PR #4427, opened 2018-06-11
Extract electrumx module

haarts:
This pull request further clarifies the network module API.

A couple of major things have happened here (non of which impacts functionality):
- A class Triggers is defined and used as a mixin in the network module. This class deals with GUI notifications.
- A class ElectrumX is defined and used *instead of* the Network class. This class holds (almost) all the previously defined ElectrumX specific API calls. The methods therein are just copied over from the Network class.
- All of the helper methods in the Network class have been prefixed with an underscore as to communicate their private nature.

I would understand if these changes are considered controversial. Read with care.

### DIFF
--- a/lib/network.py
+++ b/lib/network.py
@@ -41,12 +41,10 @@ import socks
 from . import util
 from .util import print_error
 from . import bitcoin
-from .bitcoin import COIN
 from . import constants
 from .interface import Connection, Interface
 from . import blockchain
 from .version import ELECTRUM_VERSION, PROTOCOL_VERSION
-from .i18n import _
 
 
 NODES_RETRY_INTERVAL = 60
@@ -640,13 +638,13 @@ class Network(util.DaemonThread):
         elif method == 'blockchain.estimatefee':
             if error is None and result > 0:
                 i = params[0]
-                fee = int(result*COIN)
+                fee = int(result*bitcoin.COIN)
                 self.config.update_fee_estimates(i, fee)
                 self.print_error("fee_estimates[%d]" % i, fee)
                 self.notify('fee')
         elif method == 'blockchain.relayfee':
             if error is None:
-                self.relay_fee = int(result * COIN) if result is not None else None
+                self.relay_fee = int(result * bitcoin.COIN) if result is not None else None
                 self.print_error("relayfee", self.relay_fee)
         elif method == 'blockchain.block.headers':
             self.on_block_headers(interface, response)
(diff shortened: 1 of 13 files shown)


kyuupichan:
You seem to have lost some of the changes I recently made

haarts:
I've identified 4 commits of your to which you are referring:
1. https://github.com/spesmilo/electrum/commit/bc83fa8d68763afe85e904871da94d6374a033ff
1. https://github.com/spesmilo/electrum/commit/e0a6b082d2c608e644872632705338d073d382b2
1. https://github.com/spesmilo/electrum/commit/b164cc4bba25693daedbb4519ff90ef9967737ca
1. https://github.com/spesmilo/electrum/commit/1900e58e88010eef0b4b88ec13175311c50f91a9

Number 1 is addressed in https://github.com/spesmilo/electrum/pull/4427/commits/e2898808141fe913307d9a6b7234b0aa304f14cd and https://github.com/spesmilo/electrum/pull/4427/commits/071f7826d5bdf33c6600a044cb38cac973fb89c6. 
Number 2 is rebased properly afaict.
Number 3 I indeed changed slightly and I might have missed something there. I have omitted the server version call in the `scripts/block_headers` as I believe that that message has already been sent in the initialization of the network class here: https://github.com/haarts/electrum/blob/dbea86f39da57fad4f7677b25635ffa94b445682/lib/network.py#L697
Number 4 I did miss passing `True` once here: https://github.com/spesmilo/electrum/pull/4427/files#diff-cb3587f39324c05e12dc545e531b2300R120. I will fix that.

I might very well be missing other commits or patches. I appreciate the feedback!

kyuupichan:
Grepping for get_chunk still has hits.  There are none in master.

Otherwise looks good

lib/network.py
```diff
@@ -525,7 +525,7 @@ def _add_recent_server(self, server):
 
     def _process_response(self, interface, response, callbacks):
         if self.debug:
-            self.print_error("<--", response)
+            self.print_error(interface.host, "<--", response)
```
SomberNight: did you test this? I think it's redundant, it happens already.
see https://github.com/spesmilo/electrum/blob/12c5474cf126f8bcb01a5cf90b582189f1297cb0/lib/util.py#L172

lib/synchronizer.py
```diff
@@ -120,7 +120,7 @@ def on_address_history(self, response):
         tx_fees = dict(filter(lambda x:x[1] is not None, tx_fees))
         # Note if the server hasn't been patched to sort the items properly
         if hist != sorted(hist, key=lambda x:x[1]):
-            self.network.interface.print_error("serving improperly sorted address histories")
+            self.print_error("error: serving improperly sorted address histories")
```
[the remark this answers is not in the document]
haarts: Yeah... I know what I did there. The reason I did this was so I could get rid of the last remaining 'interface' reference. I deemed the upside bigger than the downside.

lib/verifier.py
```diff
@@ -38,29 +38,31 @@ def run(self):
...
-            if (tx_height > 0) and (tx_height <= lh):
-                header = blockchain.read_header(tx_height)
-                if header is None:
-                    index = tx_height // 2016
-                    if index < len(blockchain.checkpoints):
-                        self.network.request_chunk(interface, index)
-                else:
-                    if (tx_hash not in self.requested_merkle
-                            and tx_hash not in self.merkle_roots):
+            if tx_height == 0 or tx_height > local_height:
```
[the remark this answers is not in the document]
haarts: Ah, that is surprising. Thanks for pointing that out. Will fix.

haarts:
What needs to be done to get this branch merged?

ecdsa:
@haarts I did not have time to look at it. 
note that I also plan to update the network code to use asyncio, so I will look at it at that time.

haarts:
This PR can be seen as a prelude to converting the network code to use asyncio. 
As a matter of fact, the code I'm currently work on is yet an other step into that direction. I have kept the network module a thread but only to contain the changes to the network module (otherwise much more intensive refactoring is required). This again is a good step in the direction of making it asyncio compatible.

It would help me a lot if this PR got merged, otherwise my works diverges more and more from master. You can follow my progress on my own branch: https://github.com/haarts/electrum/tree/add-pylibbitcoin

SomberNight:
Given you are subclassing Network to do e-x specific stuff, I am guessing you won't allow libbitcoin/e-x heterogeneous networks. What is your plan for libbitcoin? Will the client connect to multiple libbitcoin instances like with e-x currently, or will it only connect to one which we assume to be trusted?

haarts:
Yes, you are correct. I currently do not allow for hetrogeneous networks. Doing the sub classing as implemented however makes it easy to switch implementations. Either `network = ElectrumX()` or `network = Libbitcoin()`. Both implementations have the same interface so the Electrum code can use it as a drop in replacement. That's why spent so much time reducing the API of the Network class. This makes the implementation of the Libbitcoin class doable.

The Libbitcoin implementation supports multiple backends and multiple chains.

SomberNight:
I guess you probably already thought this through but is it easier to modify the client to support both backends (e-x and libbitcoin) than, say having some middleware between the electrum client and libbitcoin translate the electrum protocol calls into libbitcoin rpc (or similar)?

lib/websockets.py
```diff
@@ -69,22 +72,27 @@ def make_request(self, request_id):
         d = json.loads(s)
         addr = d.get('address')
         amount = d.get('amount')
-        return addr, amount
+        scripthash = bitcoin.address_to_scripthash(addr)
+        hash2address[scripthash] = address
+        return scripthash, amount
```
SomberNight: `bitcoin` is not imported
instead of `hash2address`, you want `self.hash2address`
`addr` instead of `address`

haarts:
As to your middleware question; the thought occurred to me. 
And in a way this is what is happening in my next PR, see [protocol.py](https://github.com/haarts/electrum/blob/add-pylibbitcoin/lib/libbitcoin/protocol.py) on my development branch.
I feel that which ever road I would have taken this would still have lead to the changes I've done up until this point. All I've done so far is refactor. All with a dual goal; understanding the code base and clearly defining an API. As a pleasant side effect I'm writing tests and gently polish the code somewhat. 
Does this make sense?

lib/websockets.py
```diff
@@ -34,6 +34,7 @@
     sys.exit("install SimpleWebSocketServer")
 
 from . import util
+from lib import bitcoin
```
SomberNight: use a relative import; especially as the package structure is different when running from source and when having the lib installed
( https://github.com/spesmilo/electrum/issues/4279 )

haarts: I did not know that. Will fix.

haarts:
I've rebased this PR again.

Would it perhaps help if I split this PR up in pieces? It has grown quite a bit.

haarts:
I can still split it up if you guys find that easier. I'll be sure to do so in the future at least. :)

haarts:
I'm closing this one in favor of smaller PR's.

Issue #62, opened 2012-12-18
 TypeError: a float is required


gllmhyt:
I'm getting an error with the git 72b4ac9  revision and  the 1.5.6 version.

``` python
Traceback (most recent call last):
  File "/usr/bin/electrum", line 254, in <module>
    gui.main(url)
  File "/usr/lib/python2.7/site-packages/electrum/gui.py", line 1247, in main
    ew = ElectrumWindow(self.wallet, self.config)
  File "/usr/lib/python2.7/site-packages/electrum/gui.py", line 535, in __init__
    self.create_history_tab()
  File "/usr/lib/python2.7/site-packages/electrum/gui.py", line 973, in create_history_tab
    self.update_history_tab()
  File "/usr/lib/python2.7/site-packages/electrum/gui.py", line 1178, in update_history_tab
    details = self.wallet.get_tx_details(tx_hash)
  File "/usr/lib/python2.7/site-packages/electrum/wallet.py", line 436, in get_tx_details
    time_str = datetime.datetime.fromtimestamp(timestamp).isoformat(' ')[:-3]
TypeError: a float is required
```

PR #4428, opened 2018-06-11
Added a validation for Blank message field

Anilkumar18:
Included a validation for empty message field in Encrypt/Decrypt message window. Please refer the bug [#62](https://github.com/Feathercoin-Foundation/electrum-ftc/issues/62) for detailed description


SomberNight:
What if I would like to encrypt the empty string? Why do you want to make this not possible?

PR #4429, opened 2018-06-11
Added a meaningful message on invalid public key

Anilkumar18:
Error message is not in understandable format on entering a invalid/blank public key in Encrypt/decrypt window. Please refer the bug [#64](https://github.com/Feathercoin-Foundation/electrum-ftc/issues/64) for description/steps

### DIFF
--- a/gui/qt/main_window.py
+++ b/gui/qt/main_window.py
@@ -2248,7 +2248,7 @@ class ElectrumWindow(QMainWindow, MessageBoxMixin, PrintError):
             encrypted_e.setText(encrypted.decode('ascii'))
         except BaseException as e:
             traceback.print_exc(file=sys.stdout)
-            self.show_warning(str(e))
+            self.show_warning("Invalid Public key")
 
     def encrypt_message(self, address=''):
         d = WindowModalDialog(self, _('Encrypt/decrypt Message'))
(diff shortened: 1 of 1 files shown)


gui/qt/main_window.py
```diff
@@ -2248,7 +2248,7 @@ def do_encrypt(self, message_e, pubkey_e, encrypted_e):
             encrypted_e.setText(encrypted.decode('ascii'))
         except BaseException as e:
             traceback.print_exc(file=sys.stdout)
-            self.show_warning(str(e))
+            self.show_warning("Invalid Public key")
```
SomberNight: Let's allow translators for this string to be translated:
`self.show_warning(_('Invalid Public key'))`

gui/qt/main_window.py
```diff
@@ -2248,7 +2248,7 @@ def do_encrypt(self, message_e, pubkey_e, encrypted_e):
             encrypted_e.setText(encrypted.decode('ascii'))
```
SomberNight: I think only the first line (`public_key = ...`) actually needs to be protected against `BaseException`. Given you are now showing a warning that specifically says the public key is invalid, let's move the other two lines out of the try, and `return` in the `except` branch after showing the warning (or use an `else` branch).

Anilkumar18: Yes. Altered the code.

Issue #60, opened 2012-12-14
TextUI: Unability to type some chars


slush0:
I cannot enter special chars (!@#$%^&*()) in the text UI, especially to password field when sending transaction.

Latest git version, Ubuntu 12.10, gnome terminal.

PR #4430, opened 2018-06-11
Empty Message Field validation added in Sign/Verify

Anilkumar18:
Signature gets generated with Blank Message field in sign/verify window. Please see the bug [#60](https://github.com/Feathercoin-Foundation/electrum-ftc/issues/60) for steps


SomberNight:
As in https://github.com/spesmilo/electrum/pull/4428#issuecomment-396245088
What if I would like to sign the empty string? Why do you want to make this not possible?

ecdsa:
signing empty string might be needed

Issue #40, opened 2012-09-24
Backup button, as in satoshi client


Mqrius:
The satoshi client has a button to backup the wallet file. In my opinion this would be a nice addition to electrum as well.

The usecase would be for new users getting started on Bitcoin. The idea in electrum is that one memorizes the passphrase, however, since the passphrase is never used, one will forget it over time.
A techy user will use spaced repetition to commit it to long term memory, but when I help someone getting started, I would like to have them set up securely and instantly, without having to remind them to learn their passphrase.

I would tell them to put a password on their wallet (=encrypt it), then backup the wallet and send it to themselves via mail, or save it via dropbox (or send it to me so I'll add it to my backups).

PR #4432, opened 2018-06-11
Removed the Max button disable code in reset_max

Anilkumar18:
Max button gets disabled on editing the requested amount code. Please refer the bug [#40](https://github.com/Feathercoin-Foundation/electrum-ftc/issues/40)

### DIFF
--- a/gui/qt/main_window.py
+++ b/gui/qt/main_window.py
@@ -1206,7 +1206,6 @@ class ElectrumWindow(QMainWindow, MessageBoxMixin, PrintError):
 
         def reset_max(t):
             self.is_max = False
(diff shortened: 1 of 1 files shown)


SomberNight:
I think the current behaviour is the intended one, at least based on  https://github.com/spesmilo/electrum/commit/8cc8f8a5e1fe2313163de53a0c4590c4a1b250a9
If you want to click max "again", you can press the `Clear` button, or manually clear the amount field.

ecdsa:
the current behavious is intended; the goal is to prevents users from accidentally sending all their coins after typing an amount.

PR #4435, opened 2018-06-11
Add SVG icons resembling old raster icons

ysangkok:
I made all SVG's default to 512x512 px but that can easily be changed with a text editor. The Viewbox will make the image contents scale to image dimensions.

The status orbs were manually created using an eye dropper and the old icons.

The sources of the preferences icon and the checkmark icon are in the SVG files themselves, they are licensed permissively.


SomberNight:
`status_waiting.png` is cropped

Try it | Among the lines above, list those that contain the word "multiple".

Reply |
Given you are subclassing Network to do e-x specific stuff, I am guessing you won't allow libbitcoin/e-x heterogeneous networks. What is your plan for libbitcoin? Will the client connect to multiple libbitcoin instances like with e-x currently, or will it only connect to one which we assume to be trusted?
The Libbitcoin implementation supports multiple backends and multiple chains.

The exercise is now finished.